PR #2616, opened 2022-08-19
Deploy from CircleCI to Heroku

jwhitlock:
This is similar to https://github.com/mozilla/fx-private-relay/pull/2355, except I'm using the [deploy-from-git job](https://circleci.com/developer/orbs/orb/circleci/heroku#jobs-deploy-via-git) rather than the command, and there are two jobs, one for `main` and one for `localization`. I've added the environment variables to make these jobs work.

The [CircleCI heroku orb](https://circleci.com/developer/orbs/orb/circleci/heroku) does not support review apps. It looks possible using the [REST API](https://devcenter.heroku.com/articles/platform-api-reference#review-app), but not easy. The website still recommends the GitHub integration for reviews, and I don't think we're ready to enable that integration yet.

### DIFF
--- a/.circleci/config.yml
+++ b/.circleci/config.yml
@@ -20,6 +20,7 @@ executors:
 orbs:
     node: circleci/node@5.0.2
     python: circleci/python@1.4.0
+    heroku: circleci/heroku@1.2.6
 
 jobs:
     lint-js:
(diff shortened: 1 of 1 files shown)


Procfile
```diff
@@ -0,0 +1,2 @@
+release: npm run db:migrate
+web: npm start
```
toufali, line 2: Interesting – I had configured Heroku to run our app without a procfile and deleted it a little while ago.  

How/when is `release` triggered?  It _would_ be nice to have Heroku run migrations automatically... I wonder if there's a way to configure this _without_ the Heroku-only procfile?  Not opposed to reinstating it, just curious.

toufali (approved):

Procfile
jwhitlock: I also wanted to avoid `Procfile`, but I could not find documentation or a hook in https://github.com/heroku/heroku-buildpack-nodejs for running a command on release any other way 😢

○ ○ ○

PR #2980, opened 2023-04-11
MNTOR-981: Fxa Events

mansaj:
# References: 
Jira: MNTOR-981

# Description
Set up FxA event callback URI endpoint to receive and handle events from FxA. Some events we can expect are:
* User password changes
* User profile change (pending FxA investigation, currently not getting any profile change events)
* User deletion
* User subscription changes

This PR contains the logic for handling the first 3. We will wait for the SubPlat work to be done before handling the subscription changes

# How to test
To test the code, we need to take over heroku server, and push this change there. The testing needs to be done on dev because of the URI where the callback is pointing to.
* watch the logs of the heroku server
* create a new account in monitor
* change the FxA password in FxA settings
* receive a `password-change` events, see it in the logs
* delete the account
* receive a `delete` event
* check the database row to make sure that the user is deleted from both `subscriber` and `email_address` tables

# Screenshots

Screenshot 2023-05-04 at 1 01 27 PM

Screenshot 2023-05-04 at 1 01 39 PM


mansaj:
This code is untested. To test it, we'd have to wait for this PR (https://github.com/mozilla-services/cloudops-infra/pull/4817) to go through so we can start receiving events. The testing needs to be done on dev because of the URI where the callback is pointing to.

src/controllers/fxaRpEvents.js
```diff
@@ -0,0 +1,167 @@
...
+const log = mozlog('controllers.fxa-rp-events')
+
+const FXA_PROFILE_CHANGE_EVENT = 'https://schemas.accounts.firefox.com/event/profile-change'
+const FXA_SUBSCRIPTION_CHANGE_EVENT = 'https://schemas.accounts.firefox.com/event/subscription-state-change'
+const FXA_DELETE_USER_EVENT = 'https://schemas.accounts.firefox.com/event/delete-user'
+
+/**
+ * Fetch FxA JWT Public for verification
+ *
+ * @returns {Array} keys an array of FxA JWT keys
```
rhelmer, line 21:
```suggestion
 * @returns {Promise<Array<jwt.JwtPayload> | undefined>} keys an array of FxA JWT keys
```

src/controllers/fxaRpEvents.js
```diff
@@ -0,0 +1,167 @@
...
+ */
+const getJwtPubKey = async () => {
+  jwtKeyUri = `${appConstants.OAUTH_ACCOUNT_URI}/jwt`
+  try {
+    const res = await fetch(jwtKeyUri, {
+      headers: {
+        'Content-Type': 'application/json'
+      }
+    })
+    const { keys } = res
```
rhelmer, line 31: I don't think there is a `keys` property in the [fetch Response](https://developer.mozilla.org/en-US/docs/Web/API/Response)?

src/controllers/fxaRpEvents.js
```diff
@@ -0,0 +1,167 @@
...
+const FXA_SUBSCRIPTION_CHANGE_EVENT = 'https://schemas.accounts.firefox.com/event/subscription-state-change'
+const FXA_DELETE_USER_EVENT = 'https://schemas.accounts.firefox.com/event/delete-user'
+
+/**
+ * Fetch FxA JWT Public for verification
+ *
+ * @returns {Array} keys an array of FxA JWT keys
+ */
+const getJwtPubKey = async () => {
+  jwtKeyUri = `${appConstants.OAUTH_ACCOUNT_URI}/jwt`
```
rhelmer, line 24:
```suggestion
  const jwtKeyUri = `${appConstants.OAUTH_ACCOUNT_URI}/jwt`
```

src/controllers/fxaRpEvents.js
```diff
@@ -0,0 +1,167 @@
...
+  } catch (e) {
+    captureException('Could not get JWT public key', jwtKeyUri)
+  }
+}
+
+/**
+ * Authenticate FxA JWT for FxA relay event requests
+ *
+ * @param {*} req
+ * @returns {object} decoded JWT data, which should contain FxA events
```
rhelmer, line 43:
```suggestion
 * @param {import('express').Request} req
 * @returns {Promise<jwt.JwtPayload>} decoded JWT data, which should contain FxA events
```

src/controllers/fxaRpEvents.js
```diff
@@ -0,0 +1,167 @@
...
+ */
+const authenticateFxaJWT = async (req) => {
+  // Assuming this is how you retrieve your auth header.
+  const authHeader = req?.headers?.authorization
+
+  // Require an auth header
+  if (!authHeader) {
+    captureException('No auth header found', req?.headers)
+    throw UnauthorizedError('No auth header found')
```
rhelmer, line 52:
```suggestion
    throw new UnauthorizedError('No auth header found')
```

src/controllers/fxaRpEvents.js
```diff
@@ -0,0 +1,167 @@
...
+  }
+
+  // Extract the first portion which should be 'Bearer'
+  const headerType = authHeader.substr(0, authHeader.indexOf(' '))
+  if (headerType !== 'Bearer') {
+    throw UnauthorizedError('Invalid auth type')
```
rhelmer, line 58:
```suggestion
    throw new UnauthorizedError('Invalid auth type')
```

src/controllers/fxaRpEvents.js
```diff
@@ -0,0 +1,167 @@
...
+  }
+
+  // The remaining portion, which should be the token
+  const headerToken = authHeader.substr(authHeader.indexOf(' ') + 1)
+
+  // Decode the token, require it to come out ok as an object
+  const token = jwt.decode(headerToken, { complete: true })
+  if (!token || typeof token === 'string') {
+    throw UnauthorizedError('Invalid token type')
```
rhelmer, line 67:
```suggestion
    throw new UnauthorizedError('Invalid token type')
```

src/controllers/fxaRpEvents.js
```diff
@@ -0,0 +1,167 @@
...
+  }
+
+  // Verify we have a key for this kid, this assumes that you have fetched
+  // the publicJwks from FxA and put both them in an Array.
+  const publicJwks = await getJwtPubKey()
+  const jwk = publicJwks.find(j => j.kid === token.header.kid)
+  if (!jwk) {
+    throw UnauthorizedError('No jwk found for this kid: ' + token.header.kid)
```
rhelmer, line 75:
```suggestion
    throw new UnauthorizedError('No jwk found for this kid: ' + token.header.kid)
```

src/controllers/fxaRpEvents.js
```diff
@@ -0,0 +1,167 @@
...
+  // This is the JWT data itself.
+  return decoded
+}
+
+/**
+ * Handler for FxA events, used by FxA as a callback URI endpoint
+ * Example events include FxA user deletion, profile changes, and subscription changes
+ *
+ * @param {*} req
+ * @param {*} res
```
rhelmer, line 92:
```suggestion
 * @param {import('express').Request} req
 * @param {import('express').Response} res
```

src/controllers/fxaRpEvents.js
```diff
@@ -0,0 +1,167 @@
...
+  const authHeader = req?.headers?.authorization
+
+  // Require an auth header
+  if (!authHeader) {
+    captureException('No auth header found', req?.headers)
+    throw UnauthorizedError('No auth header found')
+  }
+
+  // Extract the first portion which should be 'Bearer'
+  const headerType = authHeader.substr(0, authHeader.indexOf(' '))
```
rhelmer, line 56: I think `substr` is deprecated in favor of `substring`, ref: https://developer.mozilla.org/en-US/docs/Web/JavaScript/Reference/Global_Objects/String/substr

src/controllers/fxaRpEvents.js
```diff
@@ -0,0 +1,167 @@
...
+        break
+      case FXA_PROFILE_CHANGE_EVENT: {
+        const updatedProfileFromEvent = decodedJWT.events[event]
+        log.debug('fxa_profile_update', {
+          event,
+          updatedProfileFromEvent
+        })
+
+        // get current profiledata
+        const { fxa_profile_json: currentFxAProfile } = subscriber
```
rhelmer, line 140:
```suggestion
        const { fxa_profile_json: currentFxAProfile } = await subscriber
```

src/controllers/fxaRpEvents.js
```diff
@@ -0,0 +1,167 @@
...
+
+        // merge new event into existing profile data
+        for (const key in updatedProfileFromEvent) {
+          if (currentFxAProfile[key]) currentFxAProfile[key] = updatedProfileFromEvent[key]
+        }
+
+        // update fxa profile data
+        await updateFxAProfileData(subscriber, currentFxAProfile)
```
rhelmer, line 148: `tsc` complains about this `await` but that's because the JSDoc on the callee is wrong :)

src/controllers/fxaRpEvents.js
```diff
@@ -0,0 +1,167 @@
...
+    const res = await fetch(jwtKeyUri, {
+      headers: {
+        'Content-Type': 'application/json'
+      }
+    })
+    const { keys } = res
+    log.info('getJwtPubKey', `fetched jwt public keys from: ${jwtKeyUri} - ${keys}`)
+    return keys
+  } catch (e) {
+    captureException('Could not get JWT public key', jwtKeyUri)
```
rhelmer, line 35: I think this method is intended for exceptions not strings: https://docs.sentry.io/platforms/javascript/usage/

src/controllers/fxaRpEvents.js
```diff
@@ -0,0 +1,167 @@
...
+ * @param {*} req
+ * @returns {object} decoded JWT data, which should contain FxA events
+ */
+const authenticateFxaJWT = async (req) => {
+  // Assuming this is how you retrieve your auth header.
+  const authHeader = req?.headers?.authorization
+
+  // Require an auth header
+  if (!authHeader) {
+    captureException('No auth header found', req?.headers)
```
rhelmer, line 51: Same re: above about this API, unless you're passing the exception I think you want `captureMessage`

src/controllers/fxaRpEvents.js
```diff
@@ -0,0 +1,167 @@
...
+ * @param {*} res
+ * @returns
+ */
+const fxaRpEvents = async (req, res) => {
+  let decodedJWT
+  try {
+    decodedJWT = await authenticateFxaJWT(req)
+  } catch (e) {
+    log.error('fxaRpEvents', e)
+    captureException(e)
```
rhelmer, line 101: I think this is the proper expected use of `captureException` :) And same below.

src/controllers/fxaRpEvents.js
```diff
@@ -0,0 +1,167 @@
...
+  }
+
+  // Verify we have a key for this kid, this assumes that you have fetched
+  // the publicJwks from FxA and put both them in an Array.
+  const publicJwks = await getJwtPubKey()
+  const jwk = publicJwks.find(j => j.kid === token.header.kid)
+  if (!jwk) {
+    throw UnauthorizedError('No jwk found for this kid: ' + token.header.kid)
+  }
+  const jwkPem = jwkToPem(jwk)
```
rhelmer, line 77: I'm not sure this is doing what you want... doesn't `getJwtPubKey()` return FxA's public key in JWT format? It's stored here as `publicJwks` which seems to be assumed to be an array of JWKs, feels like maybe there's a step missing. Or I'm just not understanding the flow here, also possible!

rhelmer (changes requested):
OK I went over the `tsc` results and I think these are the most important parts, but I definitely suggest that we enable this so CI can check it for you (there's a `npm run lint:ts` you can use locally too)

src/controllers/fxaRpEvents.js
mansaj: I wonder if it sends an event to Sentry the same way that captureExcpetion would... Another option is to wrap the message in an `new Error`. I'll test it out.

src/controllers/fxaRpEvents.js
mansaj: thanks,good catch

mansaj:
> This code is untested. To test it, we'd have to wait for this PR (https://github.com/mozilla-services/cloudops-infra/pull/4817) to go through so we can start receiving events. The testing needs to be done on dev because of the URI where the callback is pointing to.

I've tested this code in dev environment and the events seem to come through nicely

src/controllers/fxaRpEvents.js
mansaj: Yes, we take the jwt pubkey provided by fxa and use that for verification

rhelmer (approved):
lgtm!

○ ○ ○

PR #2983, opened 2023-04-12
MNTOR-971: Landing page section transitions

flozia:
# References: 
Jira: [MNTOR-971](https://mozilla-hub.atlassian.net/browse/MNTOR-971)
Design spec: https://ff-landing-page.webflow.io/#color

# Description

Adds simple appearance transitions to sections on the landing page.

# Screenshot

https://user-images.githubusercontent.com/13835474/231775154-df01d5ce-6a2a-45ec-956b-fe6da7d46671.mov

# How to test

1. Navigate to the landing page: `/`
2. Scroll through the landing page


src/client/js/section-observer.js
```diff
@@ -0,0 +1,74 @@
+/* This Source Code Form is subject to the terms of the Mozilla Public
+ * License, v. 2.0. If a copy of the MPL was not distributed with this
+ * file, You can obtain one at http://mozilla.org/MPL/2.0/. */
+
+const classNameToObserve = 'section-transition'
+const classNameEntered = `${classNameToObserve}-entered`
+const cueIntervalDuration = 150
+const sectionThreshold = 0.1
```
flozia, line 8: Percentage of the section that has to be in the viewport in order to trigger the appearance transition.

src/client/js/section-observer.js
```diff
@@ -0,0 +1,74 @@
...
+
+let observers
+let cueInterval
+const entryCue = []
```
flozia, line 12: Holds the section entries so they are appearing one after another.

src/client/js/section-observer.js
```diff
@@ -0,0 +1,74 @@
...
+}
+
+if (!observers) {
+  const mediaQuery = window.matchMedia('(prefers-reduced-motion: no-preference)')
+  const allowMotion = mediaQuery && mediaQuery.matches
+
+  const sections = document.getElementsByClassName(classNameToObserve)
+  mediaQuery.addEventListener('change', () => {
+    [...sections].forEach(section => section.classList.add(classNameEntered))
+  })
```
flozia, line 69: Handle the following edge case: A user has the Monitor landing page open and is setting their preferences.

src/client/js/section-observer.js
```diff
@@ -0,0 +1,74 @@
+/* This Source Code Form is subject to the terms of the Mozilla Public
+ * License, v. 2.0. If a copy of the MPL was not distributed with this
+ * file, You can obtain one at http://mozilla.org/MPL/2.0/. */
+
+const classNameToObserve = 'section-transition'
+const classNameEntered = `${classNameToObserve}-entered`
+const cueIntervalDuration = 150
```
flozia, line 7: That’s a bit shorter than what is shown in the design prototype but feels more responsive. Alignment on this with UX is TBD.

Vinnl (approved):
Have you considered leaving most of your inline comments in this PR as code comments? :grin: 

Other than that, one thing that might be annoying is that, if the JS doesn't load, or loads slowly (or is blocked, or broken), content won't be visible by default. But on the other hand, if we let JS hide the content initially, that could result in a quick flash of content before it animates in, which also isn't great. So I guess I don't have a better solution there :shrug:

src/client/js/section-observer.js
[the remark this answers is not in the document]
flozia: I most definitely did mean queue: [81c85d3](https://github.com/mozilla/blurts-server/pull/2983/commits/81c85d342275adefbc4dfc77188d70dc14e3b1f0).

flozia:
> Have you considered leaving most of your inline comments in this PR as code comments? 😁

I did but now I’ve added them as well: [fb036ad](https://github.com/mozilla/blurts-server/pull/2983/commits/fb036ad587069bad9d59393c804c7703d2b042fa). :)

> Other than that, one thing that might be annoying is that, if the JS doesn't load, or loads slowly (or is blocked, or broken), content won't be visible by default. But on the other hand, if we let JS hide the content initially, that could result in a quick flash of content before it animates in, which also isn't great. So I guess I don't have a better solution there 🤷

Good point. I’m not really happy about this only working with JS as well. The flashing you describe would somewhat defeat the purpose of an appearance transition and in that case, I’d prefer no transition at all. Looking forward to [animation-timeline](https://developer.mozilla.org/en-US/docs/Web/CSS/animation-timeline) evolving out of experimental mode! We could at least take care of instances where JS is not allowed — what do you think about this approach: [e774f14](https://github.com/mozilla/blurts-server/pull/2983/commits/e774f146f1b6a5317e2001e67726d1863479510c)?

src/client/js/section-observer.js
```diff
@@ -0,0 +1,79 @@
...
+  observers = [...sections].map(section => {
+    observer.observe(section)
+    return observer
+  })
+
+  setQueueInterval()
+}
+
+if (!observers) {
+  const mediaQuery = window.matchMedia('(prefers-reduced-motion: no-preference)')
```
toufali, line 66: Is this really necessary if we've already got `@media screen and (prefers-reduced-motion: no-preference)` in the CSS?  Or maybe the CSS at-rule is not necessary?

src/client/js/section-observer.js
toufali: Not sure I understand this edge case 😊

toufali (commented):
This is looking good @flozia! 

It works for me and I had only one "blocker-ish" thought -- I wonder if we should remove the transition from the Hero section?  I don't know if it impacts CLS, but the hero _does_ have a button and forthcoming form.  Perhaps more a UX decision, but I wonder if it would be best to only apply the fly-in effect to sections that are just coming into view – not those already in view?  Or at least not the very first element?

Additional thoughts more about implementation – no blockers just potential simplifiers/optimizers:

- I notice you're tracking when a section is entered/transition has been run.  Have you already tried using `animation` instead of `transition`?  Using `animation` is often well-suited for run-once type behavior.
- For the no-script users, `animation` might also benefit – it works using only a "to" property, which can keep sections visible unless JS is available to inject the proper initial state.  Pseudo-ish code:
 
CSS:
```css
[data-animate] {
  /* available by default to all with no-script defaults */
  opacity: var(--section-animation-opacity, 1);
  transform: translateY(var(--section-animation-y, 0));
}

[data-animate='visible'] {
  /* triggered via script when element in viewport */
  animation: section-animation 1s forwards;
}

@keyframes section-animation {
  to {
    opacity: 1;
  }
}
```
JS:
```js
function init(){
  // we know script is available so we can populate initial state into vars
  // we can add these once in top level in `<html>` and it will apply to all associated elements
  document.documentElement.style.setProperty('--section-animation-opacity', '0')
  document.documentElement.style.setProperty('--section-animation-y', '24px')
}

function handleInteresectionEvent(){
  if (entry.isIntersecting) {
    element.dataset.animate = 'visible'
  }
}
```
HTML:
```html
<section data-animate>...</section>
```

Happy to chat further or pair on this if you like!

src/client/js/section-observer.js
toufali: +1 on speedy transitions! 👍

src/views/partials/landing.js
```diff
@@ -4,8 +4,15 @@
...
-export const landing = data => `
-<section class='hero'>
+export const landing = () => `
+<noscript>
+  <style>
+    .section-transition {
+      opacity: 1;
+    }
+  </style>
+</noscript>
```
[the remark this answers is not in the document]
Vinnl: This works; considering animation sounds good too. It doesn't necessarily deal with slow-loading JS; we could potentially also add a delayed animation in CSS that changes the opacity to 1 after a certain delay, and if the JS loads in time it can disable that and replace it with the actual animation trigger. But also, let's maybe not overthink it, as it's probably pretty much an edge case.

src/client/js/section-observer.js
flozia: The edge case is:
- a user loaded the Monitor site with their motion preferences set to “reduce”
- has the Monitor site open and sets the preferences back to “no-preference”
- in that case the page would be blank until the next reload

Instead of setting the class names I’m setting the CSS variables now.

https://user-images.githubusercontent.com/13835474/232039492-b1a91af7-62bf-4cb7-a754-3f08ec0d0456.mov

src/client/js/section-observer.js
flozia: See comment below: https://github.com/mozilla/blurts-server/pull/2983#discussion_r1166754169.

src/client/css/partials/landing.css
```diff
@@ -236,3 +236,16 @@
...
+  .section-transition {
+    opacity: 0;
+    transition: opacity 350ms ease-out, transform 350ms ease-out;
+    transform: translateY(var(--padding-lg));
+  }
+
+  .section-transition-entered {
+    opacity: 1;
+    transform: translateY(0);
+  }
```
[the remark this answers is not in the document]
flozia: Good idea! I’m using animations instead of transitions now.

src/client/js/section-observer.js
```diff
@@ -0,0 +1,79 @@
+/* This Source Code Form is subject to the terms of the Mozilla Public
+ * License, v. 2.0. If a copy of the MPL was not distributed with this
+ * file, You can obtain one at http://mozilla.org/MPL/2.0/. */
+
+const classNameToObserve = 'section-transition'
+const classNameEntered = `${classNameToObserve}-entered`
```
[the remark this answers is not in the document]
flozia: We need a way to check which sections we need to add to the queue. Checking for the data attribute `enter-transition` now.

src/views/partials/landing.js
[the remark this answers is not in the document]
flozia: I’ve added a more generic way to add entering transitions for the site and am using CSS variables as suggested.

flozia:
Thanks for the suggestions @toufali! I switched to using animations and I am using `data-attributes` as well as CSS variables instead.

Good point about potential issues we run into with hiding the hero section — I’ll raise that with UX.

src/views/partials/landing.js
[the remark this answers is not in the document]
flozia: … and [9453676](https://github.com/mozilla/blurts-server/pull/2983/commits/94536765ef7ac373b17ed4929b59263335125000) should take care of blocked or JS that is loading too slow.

○ ○ ○

● Instructions for the task: Retype only the lines above between the line with "PR #2616, opened 2022-08-19" and the line with "toufali, line 2: Interesting", counting those two lines as well, and keep every character as it is.

● Output of the task:
PR #2616, opened 2022-08-19
Deploy from CircleCI to Heroku

jwhitlock:
This is similar to https://github.com/mozilla/fx-private-relay/pull/2355, except I'm using the [deploy-from-git job](https://circleci.com/developer/orbs/orb/circleci/heroku#jobs-deploy-via-git) rather than the command, and there are two jobs, one for `main` and one for `localization`. I've added the environment variables to make these jobs work.

The [CircleCI heroku orb](https://circleci.com/developer/orbs/orb/circleci/heroku) does not support review apps. It looks possible using the [REST API](https://devcenter.heroku.com/articles/platform-api-reference#review-app), but not easy. The website still recommends the GitHub integration for reviews, and I don't think we're ready to enable that integration yet.

### DIFF
--- a/.circleci/config.yml
+++ b/.circleci/config.yml
@@ -20,6 +20,7 @@ executors:
 orbs:
     node: circleci/node@5.0.2
     python: circleci/python@1.4.0
+    heroku: circleci/heroku@1.2.6
 
 jobs:
     lint-js:
(diff shortened: 1 of 1 files shown)


Procfile
```diff
@@ -0,0 +1,2 @@
+release: npm run db:migrate
+web: npm start
```
toufali, line 2: Interesting – I had configured Heroku to run our app without a procfile and deleted it a little while ago.  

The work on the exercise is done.